This pull request introduces a new Celestia Improvement Proposal (CIP) aimed at significantly adjusting the network's economic parameters. The core objective is to reduce the overall issuance of TIA tokens by halving the inflation rate, while simultaneously increasing the minimum commission for validators. These changes are designed to enhance TIA's suitability for financial applications by lowering the opportunity cost of holding the token, ensuring validator sustainability, and maintaining the network's long-term disinflationary trajectory.
Highlights
- Inflation Rate Reduction: The proposal halves the Celestia network's inflation rate from 5% to 2.5%, effective in the upcoming v5 major upgrade. This aims to make TIA more suitable for financial applications by reducing the opportunity cost of using it as collateral or in DeFi protocols.

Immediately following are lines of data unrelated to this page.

PR #405, opened 2021-05-17
Value of `DragValue` correctly clamped

### LINKED ISSUE #404: Clamping a `DragValue` clears invalid value visually but not internally
**Describe the bug**
When a `DragValue`'s clamp range is changed, if its previous value ends outside of the new limits, the value that is shown is updated to be on the correct range. However, the internal value remains unchanged, which leads to a discrepancy between the shown and the internal value.

**To Reproduce**
1. Make two `DragValue`s and have the first control the clamping range of the second. 
2. Set the maximum value for the second `DragValue`.
3. Use the first `DragValue` to clamp the second one into a range that makes the previous value invalid.
4. The value shown on the second `DragValue` will be within the desired range, but if we print out its value, we'll see that the internal value isn't.

**Expected behavior**
The internal and shown value should always coincide.

**Additional context**
My guess is that the shown value has a check in place to clamp the value, but the internal value doesn't. So perhaps this check should simply be moved within the code?

OfficialURL:
Closes #404.

### DIFF
--- a/egui/src/widgets/drag_value.rs
+++ b/egui/src/widgets/drag_value.rs
@@ -220,8 +220,11 @@ impl<'a> Widget for DragValue<'a> {
         let is_slow_speed =
             ui.input().modifiers.shift_only() && ui.memory().is_being_dragged(ui.next_auto_id());
 
-        let value = get(&mut get_set_value);
-        let value = clamp_to_range(value, clamp_range.clone());
+        let old_value = get(&mut get_set_value);
+        let value = clamp_to_range(old_value, clamp_range.clone());
+        if old_value != value {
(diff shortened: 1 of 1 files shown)


emilk:
Good catch! There is one additional line that needs fixing. At the end of the function there is this:

`response.changed = get(&mut get_set_value) != value;`

this should probably be changed to

`response.changed = get(&mut get_set_value) != old_value;`

so that we also set the `changed` flag when the value changes due to the clamping.

OfficialURL:
I've implemented this fix in the latest commit.

emilk (approved):

PR #410, opened 2021-05-17
Plot: Legend improvements

### LINKED ISSUE #409: Plot: Make legend more configurable
The plot legend is nice, but I would like to make some improvements:

* Draw it in front of the plot contents instead of behind
* Set its position
* Change the font
* Add an optional background

I have a PR ready for those changes, except for the background. I haven't found a solution for that yet.

EmbersArc:
Closes #409.

https://user-images.githubusercontent.com/1352472/118518207-2e6ed880-b738-11eb-8335-8c4526c5fc20.mp4

This is based on the work in #363, so we should wait for that to be merged first. Sorry about the large PRs.


egui/src/widgets/plot/legend.rs
```diff
@@ -1,81 +1,231 @@
...
-pub(crate) struct LegendEntry {
-    pub text: String,
-    pub color: Color32,
-    pub checked: bool,
-    pub hovered: bool,
+use super::items::PlotItem;
+
+/// Where to place the plot legend.
+#[derive(Debug, Clone, Copy, PartialEq)]
+pub enum LegendPosition {
```
emilk, line 12:
```suggestion
pub enum Corner {
```

maybe?

Alternatively could use `emath::Align2` here: https://docs.rs/emath/0.12.0/emath/align/struct.Align2.html

egui/src/widgets/plot/legend.rs
```diff
@@ -1,81 +1,231 @@
...
+    TopLeft,
+    TopRight,
+    BottomLeft,
+    BottomRight,
```
emilk, line 16:
```suggestion
    LeftTop,
    RightTop,
    LeftBottom,
    RightBottom,
```

egui uses consistent X,Y order for everything. It reads a bit backwards, but one gets used to it :)

See for instance https://docs.rs/emath/0.12.0/emath/struct.Rect.html#method.left_top

egui/src/widgets/plot/legend.rs
```diff
@@ -1,81 +1,231 @@
...
-            text,
             color,
             checked,
             hovered: false,
         }
     }
 }
 
-impl Widget for &mut LegendEntry {
+impl Widget for (&String, &mut LegendEntry) {
```
emilk, line 65: This is a bit weird. Maybe just make a function for it:

``` rust
fn legend_ui(ui: &mut Ui, text: &str, legend: &mut LegendEntry) {
…
}
```

?

egui/src/widgets/plot/legend.rs
```diff
@@ -1,81 +1,231 @@
...
+        let total_extra = vec2(icon_size + icon_spacing, 0.0);
+
+        let desired_size = total_extra + galley.size;
         let (rect, response) = ui.allocate_exact_size(desired_size, Sense::click());
-        let rect = rect.shrink2(padding);
 
         response.widget_info(|| WidgetInfo::selected(WidgetType::Checkbox, *checked, &galley.text));
 
         let visuals = ui.style().interact(&response);
+        let flipped = ui.layout().cross_align() == Align::RIGHT;
```
emilk, line 90:
```suggestion
        let flipped = ui.layout().horizontal_align() == Align::RIGHT;
```

emilk, line 90: flipped vs what? Better to call it something like `label_on_the_left` (or is it `label_on_the_right`?)

egui/src/widgets/plot/legend.rs
```diff
@@ -1,81 +1,231 @@
...
+        items
+            .iter()
+            .filter(|item| !item.name().is_empty())
+            .for_each(|item| {
+                entries
+                    .entry(item.name().to_string())
+                    .and_modify(|entry| {
+                        if entry.color != item.color() {
+                            entry.color = Color32::TRANSPARENT
+                        }
```
emilk, line 167:
```suggestion
                        if entry.color != item.color() {
                            // Multiple items with different colors
                            entry.color = Color32::TRANSPARENT;
                        }
```

egui/src/widgets/plot/items.rs
```diff
@@ -273,7 +274,8 @@ impl Line {
 
     /// Name of this line.
     ///
-    /// This name will show up in the plot legend, if legends are turned on.
+    /// This name will show up in the plot legend, if legends are turned on. Multiple lines may
+    /// share the same name.
```
emilk, line 278: But if two items share the same name, they also share the same legend entry, correct?

If so we should document that here and below

egui/src/widgets/plot/legend.rs
```diff
@@ -1,81 +1,231 @@
...
+}
+
+impl LegendWidget {
+    /// Create a new legend from items, the names of items that are hidden and the style of the
+    /// text. Returns `None` if the legend has no entries.
+    pub(super) fn try_new(
+        rect: Rect,
+        config: Legend,
+        items: &[Box<dyn PlotItem>],
+        hidden_items: &HashSet<String>,
```
emilk, line 153: it feels a bit backwards to have a list of things to hide rather than a list of things to show

emilk (changes requested):
Nice additions!

egui/src/widgets/plot/legend.rs
EmbersArc: Good idea to call it `Corner`. I couldn't use `Align2` unfortunately since top, left, right and bottom center are not supported.

egui/src/widgets/plot/legend.rs
EmbersArc: Made it a method of `LegendEntry.

egui/src/widgets/plot/legend.rs
EmbersArc: :+1: Changed

egui/src/widgets/plot/items.rs
EmbersArc: Added the comment.

egui/src/widgets/plot/legend.rs
EmbersArc: Yes, but it seems to be the only way. I can't pass things that are shown between frames. Because if a new curve is added, it will not be shown because it's not already in the "shown curves".

egui/src/widgets/plot/legend.rs
EmbersArc: Seems to be private unfortunately...

EmbersArc:
Thanks for the review! I made the changes.

I also tried to give the legend a background, but couldn't find a way to do it without doing all the size calculation myself. Do you happen to know a way to do this?

egui/src/widgets/plot/legend.rs
emilk: Oops! fixed in 3c603c5

emilk:
> Thanks for the review! I made the changes.
> 
> I also tried to give the legend a background, but couldn't find a way to do it without doing all the size calculation myself. Do you happen to know a way to do this?

Sure, just add it to a [`Frame`](https://docs.rs/egui/0.12.0/egui/containers/struct.Frame.html):

``` rust
let frame = egui::Frame { … };
frame.show(ui, |ui| { /* legend ui */ });
```

EmbersArc:
> Sure, just add it to a Frame

I tried that and it looks great when the legend is on the top left:

Screenshot_20210607_213424

But it doesn't work for all the other cases:

Screenshot_20210607_213444
Screenshot_20210607_213500

Is there a way to work around this issue? Maybe something like choosing an anchor point for the frame?

emilk:
> > Sure, just add it to a Frame
> 
> I tried that and it looks great when the legend is on the top left:
> 
> …
> 
> Is there a way to work around this issue? Maybe something like choosing an anchor point for the frame?

I think this is a bug in `Frame`. Does this fix it:

```
diff --git a/egui/src/containers/frame.rs b/egui/src/containers/frame.rs
index 36b272c..6b41e31 100644
--- a/egui/src/containers/frame.rs
+++ b/egui/src/containers/frame.rs
@@ -175,10 +175,7 @@ impl Frame {
 
 impl Prepared {
     pub fn outer_rect(&self) -> Rect {
-        Rect::from_min_max(
-            self.outer_rect_bounds.min,
-            self.content_ui.min_rect().max + self.frame.margin,
-        )
+        self.content_ui.min_rect().expand2(self.frame.margin)
     }
 
     pub fn end(self, ui: &mut Ui) -> Response {
```

?

(that fix may introduce other problems, so please don't commit it)

emilk:
I think we should get this in even without the legend background

EmbersArc:
That was it! Works in all corners now. I'll add that in the next PR then. Thanks!

image

Issue #136, opened 2021-01-25
Would you please add localization support


xue-blood:
The text in widget are hard code in English.
Do you have the plan for support different language?
Thanks a lot.

emilk:
There aren't that many strings in egui right now that I can think of. There are a few tooltips when you hover e.g. a slider or a dragvalue. Is it these few strings you would like localized? I guess I can add them to some `Options` struct somewhere.

xue-blood:
I'm glad for your reply.
I had searched the whole by using regex `".*?"[\),]`.
I think this bellow can be localize.

`egui\src\widgets\slider.rs`
- `"{}\nClick to enter a value."`

`egui\src\widgets\mod.rs`
- `.on_hover_text("Extrusion")`
- `.on_hover_text("Width")`
- `if ui.add(Button::new("Reset").enabled(*value != def)).clicked`

`egui\src\widgets\drag_value.rs`
- `"{}{}{}\nDrag to edit or click to enter a value."`

`egui\src\widgets\color_picker.rs`
- `on_hover_text("Click to edit color")`
- `ui.label("Value / Saturation")`
- `ui.label("Value");`
- `ui.label("Saturation")`
- `ui.label("Hue")`
- `ui.label("Selected color")`
- `ui.label("Alpha")`
- `ui.label("Selected color")`
- `ui.radio_value(&mut additive, false, "Normal")`
- `ui.radio_value(&mut additive, true, "Additive")`
- `ui.label("Blending:")`
- `on_hover_text("Click to copy")`
- `"RGBA (premultiplied): rgba({}, {}, {}, {})"`

jgrussell:
What would you think about integrating one of the existing i18n crates into this project?

If you think this is a good idea, which one?  The two leading contenders seem to be [fluent-rs](https://crates.io/crates/fluent) and [gettext-rs](https://crates.io/crates/gettext-rs).

I am very new to Rust and have never contributed to an open source project; but, this seems like an issue that I might be able to successfully tackle with some patience and guidance from this community.

parasyte:
Just my opinion, but both options do not feel like a great fit for egui. Both are overkill for supporting translations of the entire corpus of English text provided in https://github.com/emilk/egui/issues/136#issuecomment-767284569 I can't be sure that this is a complete list, but even if it's a majority of text that appears in the UI that's worth pointing out.

[...]

PR #426, opened 2021-05-21
Localization of Widgets strings

flawphobic:
Closes https://github.com/emilk/egui/issues/136.

I'm in the middle of something right now so my write-up will be limited.

Not sure if I'm doing anything right to be honest but here's the gist of it:

- Added a localization module containing the `Localization` struct and `Language` enum
- `Localization` has methods pertaining to the language to localize into. For example, `malay()` returns a copy of `Localization` with all fields filled with Bahasa Malaysia texts; English is a bit special as it is covered by the `default()` 
- `Context` now has a `localization` field that stores `Localization`
- `Context` can be used to set localization by using it in tandem with the `Language` enum
- Added `new_language` as a field in `Memory`; it works similarly (I think) to `new_font_definitions` and `new_pixels_per_point` wherein if available, it'll set the new language at the start of the next frame
- `Localization` struct supports two localized texts - English and Bahasa Malaysia. However, the extent of localization is only for the color picker widget; I'll add more if the current code is satisfactory
- Updated the demo to include a language switcher (I might add a GIF to illustrate this)

My concerns:
 - I'm not familiar with mutexes, shared references, and the likes so it's very likely that a lot of my codes will be non-idiomatic
 - To overcome some snags with shared references, I used `clone()`; not sure if that's a good idea
 - No documentations/tests for now. I'll add them if this PR has the potential to be merged


egui/src/widgets/color_picker.rs
```diff
@@ -206,14 +206,15 @@ pub enum Alpha {
 
 fn color_text_ui(ui: &mut Ui, color: impl Into<Color32>) {
     let color = color.into();
+    let button_text = &ui.ctx().localization().click_copy.clone();
```
emilk, line 209:
```suggestion
    let button_text = ui.ctx().localization().click_copy;
```

Should work, no? Since `click_copy` is `&'static str` this should just copy that.

flawphobic: That's true. I've removed all the clones and everything still works.

egui/src/localization.rs
```diff
@@ -0,0 +1,100 @@
...
+        }
+    }
+}
+
+#[derive(Debug, PartialEq, Clone)]
+#[cfg_attr(feature = "persistence", derive(serde::Deserialize, serde::Serialize))]
+/// Specifies the languages currently available for localization and is required by [`crate::Context::set_localization`] as the parameter type.
+pub enum Language {
+    English,
+    BahasaMalaysia,
```
emilk, line 57: Do we need this list? Can't the user just call `context.set_localization(Localization::malay());` instead? That way it is also easy for a user to add a new language without having to make a PR to egui.

emilk: `Localization::lang` could be changed to `&'static str` too (e.g. "english")

egui/src/memory.rs
```diff
@@ -53,6 +56,9 @@ pub struct Memory {
     /// new fonts that will be applied at the start of the next frame
     pub(crate) new_font_definitions: Option<epaint::text::FontDefinitions>,
 
+    /// new language that will be applied at the start of the next frame
+    pub(crate) new_language: Option<Language>,
```
emilk, line 60: No need for this - let's make it instant instead.

egui/src/context.rs
```diff
@@ -950,3 +955,25 @@ impl Context {
         self.set_style(style);
     }
 }
+
+/// ## Localization
+impl Context {
+    /// Sets the current language of the default texts within [`crate::widgets`] and [`crate::containers`].
+    ///
+    /// The languages available for localization can be seen in [`crate::localization::Language`].
+    pub fn set_localization(&self, lang: Language) {
```
emilk, line 964:
```suggestion
    pub fn set_localization(&self, localization: Localization) {
```

emilk (changes requested):

egui/src/localization.rs
Mingun: > `Localization::lang` could be changed to `&'static str` too (e.g. "english")

Agree, some clarification: `<language code>[_<territory code>]` should be used (`en`, `en_US` and so on)

emilk:
I think perhaps we should instead remove strings from egui (like we did in https://github.com/emilk/egui/pull/704) instead of going down this path, or let the user set the egui helper string directly, i.e. something like this, where the user of egui choses what goes where:

* `ctx.help_texts().drag_value = "Click to edit value";`
* `ctx.help_texts().drag_value = "Klicka för att skriva in ett värde"; // if you are Swedish`
* `ctx.help_texts().drag_value = ""; // show nothing`

PR #433, opened 2021-05-24
Detect single-threaded mutex reentry in debug mode

TheCallSign:
I ran up against being unable to use egui from muliple threads in debug mode recently. I gave a shot at allowing for multithreading in debug mode by fixing this TODO:

https://github.com/emilk/egui/blob/196ddff499e7e27c0abf3119ac93fd5df81cb081/epaint/src/mutex.rs#L25

This will have a penalty when running in debug mode but the trade off is that one can actually run egui in multi-threaded mode.


emilk (approved):
Looks great - thanks!

Issue #439, opened 2021-05-27
Limit ordered-float to version 2.4


baysmith:
ordered-float has released version 2.5 which adds a dependency on getrandom which doesn't compile for wasm32.

Perhaps the ordered-float dependency should specify version 2.4? Or maybe certain feature settings would work?

I have used `cargo update -p ordered-float --precise 2.4.0` as a workaround.

emilk:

- Minimum Validator Commission Increase: The minimum commission rate for validators is proposed to double from 5% to 10%. This change is intended to balance the reduced overall issuance and ensure validators remain adequately compensated for their services, maintaining their revenue at current levels.
- Economic Impact Analysis: The CIP includes detailed tables analyzing the impact of these proposed changes on Total Staking APR, Delegator APR, and Validator APR across various bonding ratios, providing a clear picture of the expected yield shifts.
- Security Considerations: The proposal addresses potential security implications, specifically concerning validator incentives and the possible impact of lower staking yields on the network's bonded ratio, which could affect network security if it falls below safe thresholds.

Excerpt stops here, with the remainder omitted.